Where's the picture? You said here is a picture. But no picture. C'mon you know the rules, pics or it didn't happen


----------



## Gdurfey (Dec 28, 2020)

Eric Rorabaugh said:


> Where's the picture? You said here is a picture. But no picture. C'mon you know the rules, pics or it didn't happen


Okay....got them now!

Reactions: Funny 1


----------



## Eric Rorabaugh (Dec 28, 2020)

Yay!!!! Great. Thanks. Now you're on track!


----------



## Wildthings (Dec 28, 2020)

Eric Rorabaugh said:


> Where's the picture? You said here is a picture. But no picture. C'mon you know the rules, *CLEAR *pics or it didn't happen


I fixed it for you

Reactions: Funny 2


----------



## Sprung (Dec 28, 2020)

Gdurfey said:


> how much time would I spend on the computer vs. Being productive.

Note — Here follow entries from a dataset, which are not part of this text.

Issue #330, opened 2026-08-28
V3 architecture simplification: make Native Session runtime explicit


giuliastro:
## Goal

Post-release architecture cleanup for Harness Remote 3.x.

The baseline is **current `main` / 3.x**. Do not revive the pre-release draft branches.

## Released state

The original highest-risk ambiguity has already been removed:

- #331 introduced the explicit `ConversationController` boundary.
- Native Sessions no longer monkey-patch shared `api` / `taskClient` methods.
- The released code uses `ConversationRuntime` / `ConversationTurn` as the neutral UI runtime.
- Native Sessions are not projected into `MachineTask/MachineTaskRun` to render the mature chat.
- The released invariant is:

```text
Native Session -> ConversationRuntime/ConversationTurn -> mature chat/timeline
```

The old draft #333 is closed as superseded because this invariant is already in the released code and that branch predates later PI, OMP, handoff and deletion fixes.

The old draft #332 is also closed as superseded. Its proposed standalone reconciliation module predates the final production PI live/journal and OMP live/replay behavior and must not be merged as-is.

## Remaining work

These are non-release-blocking 3.x maintainability improvements:

1. extract current harness-specific reconciliation rules from the production adapter into a deterministic, well-tested domain without changing behavior;
2. split large React controllers into controller/state and presentation components;
3. consolidate layered global CSS overrides into scoped styles/design tokens;
4. reduce legacy Task-backed compatibility only where current reachability proves it is unused;
5. replace brittle source-text regression guards with behavioral contract tests where practical;
6. keep per-harness capability differences explicit rather than moving them into generic UI conditionals.

## Constraints

- start from current `main`;
- preserve current 3.x behavioral contracts;
- no broad rewrite;
- no transcript semantic changes disguised as refactoring;
- every slice must have focused regression coverage and be independently reviewable;
- real-device behavior wins over green tests if they disagree.

This is continuous technical debt, not a release gate.

Refs #197
Refs #331
Refs #332
Refs #333

giuliastro:
## Phase 1 complete

PR #331 merged into `checkpoint/v3-session-first-working-2026-08-25` as `bb71ab075c83146c66f288fb95a97995ca0a1b00`.

Result:
- Native Session mount no longer monkey-patches shared `api` / `taskClient` methods.
- `WorkThreadConversation` now has an explicit `ConversationController` I/O boundary.
- Native Sessions inject a Session-scoped controller.
[...]

PR #332, opened 2026-08-28
refactor(v3): isolate native Session reconciliation semantics

giuliastro:
Second slice of #330, built on the explicit controller boundary from #331.

### What changes
- moves PI live/journal identity stabilization into `native-session-reconciliation.ts`;
- moves OpenCode transcript-completion matching into the same pure reconciliation domain;
- moves native handoff prompt normalization and transcript model authority there;
- keeps `native-session-v3-adapter.ts` responsible for projection state, writer ownership and applying state transitions only;
- adds focused behavioral tests for repeated PI answers, repeated OpenCode prompts, terminal metadata, handoff normalization and backend-scoped model authority;
- updates older source guards to point at the module that now owns those invariants.

### Why
Harness-specific reconciliation rules were mixed into the generic Session projection controller. That forced an agent fixing PI/OpenCode/model behavior to edit the same file that owns generic Session state and mutations. Separating pure semantics makes the change surface smaller and makes regressions easier to localize.

### Non-goals
- no protocol/ACP changes;
- no UI changes;
- no native Session lifecycle changes;
- no Task/Run removal yet;
- no changes to `main`.

Base: `checkpoint/v3-session-first-working-2026-08-25`.

Refs #330
Refs #197


giuliastro:
Closing as superseded by the final Harness Remote 3.0 stabilization.

The intent of this draft was to isolate PI/OpenCode/native-session reconciliation into a dedicated module. The released v3.0.0 line subsequently evolved those reconciliation rules substantially in the production adapter, including the final PI live/journal identity fix and OMP live/replay reconciliation.

The exact draft module/diff is therefore no longer safe or current, and merging it now would replace later validated behavior with an older architectural slice.

The remaining structural cleanup is tracked in #330 against current main; future refactoring should start from the released v3.0.0 code, preserve the behavioral contracts, and not revive this draft branch.

PR #357, opened 2026-09-02
fix: keep HR3 machine endpoint for single-harness startup

### LINKED ISSUE #356: HR3 launcher should always expose a Machine endpoint for single-harness setups
## Problem

Harness Remote 3 is machine-first: the current client adds connections through **Machines** and requires `/v1/machine` discovery.

The launcher still preserves the legacy single-backend path whenever exactly one supported CLI is detected. That creates two compatibility gaps:

- **OpenCode-only**: the launcher starts managed `opencode serve` directly. That server is not a Harness Machine endpoint, so HR3 rejects it in Machines.
- **Single ACP backend**: the standalone bridge does expose `/v1/machine`, so existing Sessions remain visible, but it does not expose the full daemon `/v1/projects` catalog. The HR3 Machine → Project → Session creation flow is therefore incomplete.

This also means the current quick-start claim that one detected CLI automatically gives the normal HR3 setup is too broad.

## Desired behavior

Without `--single`, `harness-remote` should expose the full HR3 Machine contract even when only one harness is installed, including OpenCode-only machines.

`--single` should remain the explicit legacy compatibility opt-out for users who intentionally want the old per-harness endpoint.

## Migration/documentation

README and `docs/QUICK_START.md` now include an HR2 → HR3 startup migration note explaining that legacy standalone endpoints are compatibility paths, direct 2.x-style `opencode serve` is not an HR3 Machine, and saved 2.x server profiles are not automatically converted to `workspaceMachines`.

giuliastro:
## Summary

Fixes #356.

Harness Remote is machine-first in v3, so normal `harness-remote` startup now keeps the full Machine contract even when only one harness is available.

### Behavior

- single ACP harness -> machine daemon, including `/v1/machine` and `/v1/projects`
- OpenCode-only -> machine daemon with OpenCode as the managed HTTP primary
- `--backend opencode` selects OpenCode as the Machine primary without dropping back to a direct server
- `--single` remains the explicit legacy per-harness compatibility opt-out

### Implementation

- allow the daemon configuration to represent an OpenCode primary without inventing an ACP backend
- make the primary ACP bridge optional in the machine daemon
- route an HTTP primary through the existing managed-host proxy, including unprefixed compatibility routes
- keep ACP startup and Session semantics unchanged
- update launcher help, README and quick-start migration docs

### Regression coverage

Adds focused tests for:

- one detected ACP using daemon mode
- OpenCode-only daemon mode
- explicit OpenCode primary
- `--single` legacy opt-out
- OpenCode daemon configuration without phantom ACP state
- unprefixed routing when the Machine primary is managed HTTP
- OpenCode-only machine wiring never constructs a phantom ACP bridge

No web/UI, transcript, Session reconciliation, deletion or handoff behavior is changed.

### DIFF
--- a/README.md
+++ b/README.md
@@ -186,7 +186,7 @@ See [REFERENCE.md](REFERENCE.md) for detailed security and backend notes.
 
 ## Quick start
 
-> **Upgrading from Harness Remote 2.x?** HR3 uses a **Machine daemon** as its normal connection contract, not the old per-harness server profile model. Old standalone ACP bridge commands still start and can expose native Sessions, but they are a legacy compatibility path and do not provide the complete HR3 Machine → Project → Session workflow. A direct 2.x-style `opencode serve` endpoint is **not** an HR3 Machine endpoint. Saved 2.x server profiles are also not automatically imported into the new Machines list, so add the machine again after upgrading. For HR3, prefer the launcher/daemon setup below and connect through **Machines → Add machine**.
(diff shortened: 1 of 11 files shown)


giuliastro:
Superseded by #374. The final #357 file state was ported onto current `main` after verifying none of its 11 touched files had changed since the old merge base. #374 then passed the current full PR suite, including Chromium product smoke and Debug APK, and was merged. Closing this stale draft to avoid two sources of truth.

That's something I've been debating as well. I doubt I'd venture into the realm of doing my own CAD work, but rather relying on using files made by others. So I'd be limited in that regard. I see it as something that I could set up to run and then just let it run on its own. But I really don't have the time to learn CAD - and if I had to choose between being in the shop and learning CAD, I'd rather be in the shop.

Reactions: Like 1


----------



## Nature Man (Dec 28, 2020)

I've been intrigued by the idea since I first heard about 3D printers. Pretty sure the good quality ones are pricey. I'm definitely plugged into this thread! Chuck


----------



## Maverick (Dec 29, 2020)




----------



## gman2431 (Dec 29, 2020)

Matt- I use one at least once a week at work, but have no interest to have one at home. Yes, there are cool little projects you can do with them, but the majority of people I see who have them at home, make worthless little trinkets... (no offense to anyone) 

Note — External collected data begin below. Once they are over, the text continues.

PR #363, opened 2026-09-04
fix(web): drive machine refresh from live event stream

### LINKED ISSUE #362: Machine snapshots poll on a 10s timer while a live event stream is already connected
### Summary

`NativeSessionsWorkspace` refreshes machine snapshots on a fixed timer even when every machine already has a healthy live event stream open. The stream is subscribed for transcripts, but nothing in the workspace listens to it for machine/session state, so an agent that finishes a turn can take up to 10 seconds to show up in the rail. From the outside this looks like the app polls instead of streaming.

### Where

- `web/src/components/standalone-universal-workspace.tsx:56-57` — `MACHINE_NORMAL_POLL_MS = 10_000`, `MACHINE_RECONNECT_POLL_MS = 1_500`
- `web/src/components/standalone-universal-workspace.tsx:445-459` — the only thing that bumps `revision` (and therefore re-runs discovery at `:381-439`) is `window.setInterval` plus `visibilitychange`
- `web/src/taskdesk-live-events.ts:59` — `subscribeTaskDeskLiveEvents` already exists and is used elsewhere; the workspace never calls it
- `web/src/opencode-events.ts:89-193` — the fetch transport already does reconnect with exponential backoff (1s → 30s), a 30s stall watchdog, and publishes `connected` / `reconnecting` / `connection-error` / `closed` status

The transport comment at `opencode-events.ts:87` says it "deliberately keeps the UI on its existing polling fallback if the stream is unavailable" — which is the right design, but the other half (letting the stream drive the refresh while it *is* available) is missing at the call site.

### Suggested change

Let the stream drive the refresh and demote the timer to the fallback it was designed to be:

1. Subscribe to each machine's stream in the workspace; on any event, request a refresh through a leading-edge burst limiter (one turn emits many part/message events, so a refresh per event would hammer `/v1/machine`).
2. On `connected`, refresh once — a stream that just recovered was silent for the whole outage, so the current snapshot is stale.
3. Choose the timer interval from stream health: flapping machine → `1_500`; every machine streaming → a long safety net (60s); any machine without a stream → the current `10_000`. Partial coverage must keep the normal cadence, since the machines without a stream are exactly the ones whose changes would go unnoticed.

Keying the subscription effect on endpoint identity rather than the `machines` array identity matters: the parent rebuilds that array on every persist, and re-subscribing per render tears down healthy streams.

### Measured effect

I implemented the above against `v3.0.1` and drove the real built app in Chromium against a machine daemon I could control (real `/v1/machine` payload, scriptable SSE):

| Scenario | Before (by inspection) | After (measured) |
| --- | --- | --- |
| Idle 25s, stream connected | ~2 `/v1/machine` reads | **0 reads** |
| Agent event arrives | up to 10s late | **48 ms** to the refresh |
| Stream forcibly killed | n/a | timer takes over, 9995 ms gaps |
| Stream restored | n/a | transport reconnects on its own, refresh fires immediately on `connected` |
| Burst of 25 events | 1 read per poll tick | 1 leading + 1 trailing read |

`tsc -b` is clean, `src/v3-workspace-navigation.test.mjs` and `src/workspace-runtime-merge.test.mjs` still pass, and the policy (interval selection + burst collapsing) has unit tests.

Happy to open a PR with the patch if the approach looks right to you — in particular whether the 60s safety net and the 400ms burst window are the numbers you'd want, and whether a refresh should be scoped to the machine that emitted the event rather than refreshing all of them (the current discovery cycle is all-machines, so I kept that).

andrebrait:
Resolves #362

### Summary
`NativeSessionsWorkspace` refreshed machine snapshots on a fixed timer (`10_000ms`) even when connected machines already had an active, healthy live event stream open. This caused agent turn completions to take up to 10 seconds to reflect in the session rail.

This PR wires `subscribeTaskDeskLiveEvents` into `NativeSessionsWorkspace` so events immediately trigger a refresh, demoting the polling timer to a safety net/fallback.

### Changes
1. **Live event subscription**:
   - Subscribes to each machine's live event stream via `subscribeTaskDeskLiveEvents`.
   - Keys the subscription on endpoint identity (`host:port:user`) rather than the `machines` array reference, preventing unnecessary reconnects during parent component re-renders.
   - Triggers an immediate refresh on `connected` to reconcile any turns that completed while disconnected.

2. **Burst limiting (`web/src/machine-live-refresh.ts`)**:
   - Added a 400ms leading-edge burst limiter so the flood of events emitted during an active agent turn coalesces into at most one leading and one trailing `/v1/machine` read.

3. **Dynamic interval selection**:
   - When all machines have a healthy event stream: timer is demoted to a 60s safety net.
   - When any machine is missing an active stream: falls back to the standard 10s poll cadence.
   - When any machine is flapping/reconnecting: uses the 1.5s fast reconnect poll.

4. **Tests**:
   - Added unit tests in `web/src/machine-live-refresh.test.mjs` covering burst collapsing, cancel semantics, and interval selection under all machine states.
   - Added `machine-live-refresh.test.mjs` to `test:v3-product-ui` in `web/package.json`.

### Verification
- `npm run test:v3-product-ui` passes (91/91 tests).
- `npx tsc -b` passes cleanly.
- Production build (`npm run build`) builds with 0 errors.
- End-to-end verified on live daemon + headless browser rig:
  - Turn completion latency to UI refresh dropped from up to 10s to **48ms**.
  - Idle machine reads dropped to **0** while connected.
  - Stream drop immediately falls back to 10s timer.


web/src/components/standalone-universal-workspace.tsx
```diff
@@ -442,9 +450,48 @@ function NativeSessionsWorkspace({
...
+      limiter.cancel()
+      for (const subscription of subscriptions) subscription.close()
+    }
+  }, [streamTargets])
+
   useEffect(() => {
     if (!loaded) return
-    const interval = reconnectingCount > 0 ? MACHINE_RECONNECT_POLL_MS : MACHINE_NORMAL_POLL_MS
+    const interval = machinePollIntervalMs({
+      reconnecting: reconnectingCount > 0,
```
giuliastro: `reconnectingCount` tracks discovery failures, not SSE stream recovery. A healthy `/v1/machine` endpoint with a reconnecting event stream therefore gets the normal 10 second cadence instead of `MACHINE_RECONNECT_POLL_MS`. Please keep a reconnecting stream state and pass it here, with a test covering the transition.

giuliastro (changes requested):
Thanks for taking this on, Andre. The stream driven refresh and burst limiting are a nice improvement, and the focused tests make the intended policy easy to follow.

I found one integration gap before merging. The reconnecting branch in `machinePollIntervalMs` is never driven by the event stream status. The workspace passes `reconnectingCount`, which only counts `/v1/machine` discovery errors. When a stream reports `reconnecting`, `connection-error`, or `closed`, the code only marks that machine as not live, so the timer falls back to 10 seconds instead of the intended 1.5 seconds during stream recovery. Please wire the stream status into this input and add coverage for that path.

Once that is fixed, I will be happy to merge it. Thanks again for the thoughtful implementation.

andrebrait:
@copilot review

web/src/components/standalone-universal-workspace.tsx
andrebrait: Fixed. Added `reconnectingStreams` state in `NativeSessionsWorkspace` tracking `isStreamReconnecting(status.type)` (`reconnecting`, `connection-error`, `closed`) and wired it to `machinePollIntervalMs`, with unit tests covering recovery transitions.

giuliastro (approved):
Thanks, Andre. I re-checked the updated implementation and the reconnecting-stream gap from the previous review is now addressed: stream recovery states drive the 1.5s reconnect polling path, with focused coverage for the transition back to a healthy stream. The change remains scoped to the web session-refresh path and does not touch ACP/backend behavior. Looks good to merge — thanks for the fix.

Issue #367, opened 2026-09-06
Make PR checks required, then de-duplicate post-merge CI


giuliastro:
## Why

Audit after the red-main incident found that PR #363 was merged while its pull-request workflows were red. That means `main` is not currently protected by the checks we rely on for validation.

Because of that, the regression suites repeated inside Pages, Android APK/AAB and Desktop packaging are currently acting as a post-merge safety net. Removing them first would make the repository faster but less safe.

## Current repository state — 2026-09-06

Repository metadata currently reports:

- `main`: **not protected**;
- required-status enforcement: **off**;
- repository rulesets: **none**.

The connected GitHub App has contents/workflow/PR write permissions but not repository administration, so the final ruleset/branch-protection switch cannot be performed through the current connector.

There is also a prerequisite before enabling required checks: `.github/workflows/pr-checks.yml` currently has a workflow-level `pull_request.paths` filter limited to `web/**`, `bridge/**` and the workflow file itself. If its job names were made globally required as-is, docs-only or other out-of-scope PRs could fail to produce the required contexts and become unmergeable.

## Phase 0 — make the required gate safe for every PR

Before changing repository settings:

- ensure the required gate is instantiated for **every pull request**;
- either run the canonical checks on every PR initially (simplest/safest), or introduce an always-present lightweight gate that evaluates path-specific jobs without making required contexts disappear;
- do not rely on a workflow-level `paths` filter for a context that will be globally required;
- keep path-scoped advisory workflows such as `Verify desktop application menu` out of the globally required set unless they are changed to always emit a terminal status.

## Phase 1 — enforce the pre-merge gate

Protect `main` with a ruleset / branch protection that requires pull requests and required status checks before merge.

Recommended required checks once Phase 0 is complete:

- `Type-check and regressions`
- `Bridge tests (macos-latest)`
- `Bridge tests (windows-latest)`
- `Chromium product smoke`
- `Debug APK` if installability should block merges; otherwise keep it advisory because it is the slowest job.

For maximum release safety during the current stabilization phase, prefer making `Debug APK` required as well and optimize the gate later rather than weakening it first.

## Phase 2 — simplify CI after enforcement

Only once bypassing red PR checks is no longer possible:

- make `PR checks` the canonical full validation suite;
- stop manually repeating generic web regressions inside Pages/APK/AAB/Desktop packaging;
[...]

PR #375, opened 2026-09-06
ci: centralize regression test tiers

giuliastro:
Part of #367.

This centralizes the duplicated web regression command lists into named CI tiers in `web/package.json` without reducing coverage:

- `test:ci:baseline` preserves the current Android APK/AAB suite;
- `test:ci:pages` preserves the current Pages suite (baseline + attachments);
- `test:ci:desktop` preserves the current Desktop suite including platform/Electron coverage;
- `test:ci:full` preserves the complete PR regression suite.

The workflows will call these tier scripts instead of maintaining independent copied command lists. This makes future test additions/removals explicit and prevents CI drift while keeping the existing post-merge safety nets in place until required-check enforcement can be configured for `main`.

No runtime product behavior changes.

### DIFF
--- a/.github/workflows/android-aab.yml
+++ b/.github/workflows/android-aab.yml
@@ -35,14 +35,7 @@ jobs:
         working-directory: web
 
       - name: Run web regression tests
-        run: |
-          npm run test:i18n
-          npm run test:config
-          npm run test:ui
-          npm run test:settings
-          npm run test:model
-          npm run test:events
-          npm run test:profiles
+        run: npm run test:ci:baseline
         working-directory: web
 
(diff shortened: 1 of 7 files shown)


giuliastro:
Direction looks good, but the latest diff has unrelated churn that should be removed before merge. In particular, it deletes a number of useful explanatory comments from Android/Desktop workflow files and introduces `recordss the reasoning` in CONTRIBUTING.md. Please keep the CI-tier centralization and the intended command substitutions, but restore unrelated comments/copy from current main and fix the typo. I would not merge this version as-is even if CI is green.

The major difference from a home use to a commercial use is your price tag and quality of prints. At work we run a projet 2500 plus and are about 65k into it. There is a wide range of materials we can use, which really benefits us when running prototypes and additive manufacturing jobs. This printer will hold geometry down to the thousandth. We are already trained up in CAD and run very expensive software that when converted to a STP file works nicely with the 3D sprint program that came with the printer. 

With that said, most home use ones are known for failed prints, poor geometry and lastly a pretty poor operating software. Lots of people struggle when trying to design something to print and just stick with the already available files off sites like Grab CAD. 

To me, they hold a high value for a business, and a curiosity fulfillment for the guys at home running them. 

Thats my 2 pennies about them.

Reactions: Great Post 1 | Informative 3


----------



## Mike Hill (Dec 29, 2020)

I've decided, likely the closest I'll get to owning a 3D printer is watching Guy Fieri!

Reactions: Funny 1


----------



## Sprung (Dec 29, 2020)

Cody, that's exactly the type of feedback I was hoping for and is very helpful. Thank you!

Reactions: Like 1


----------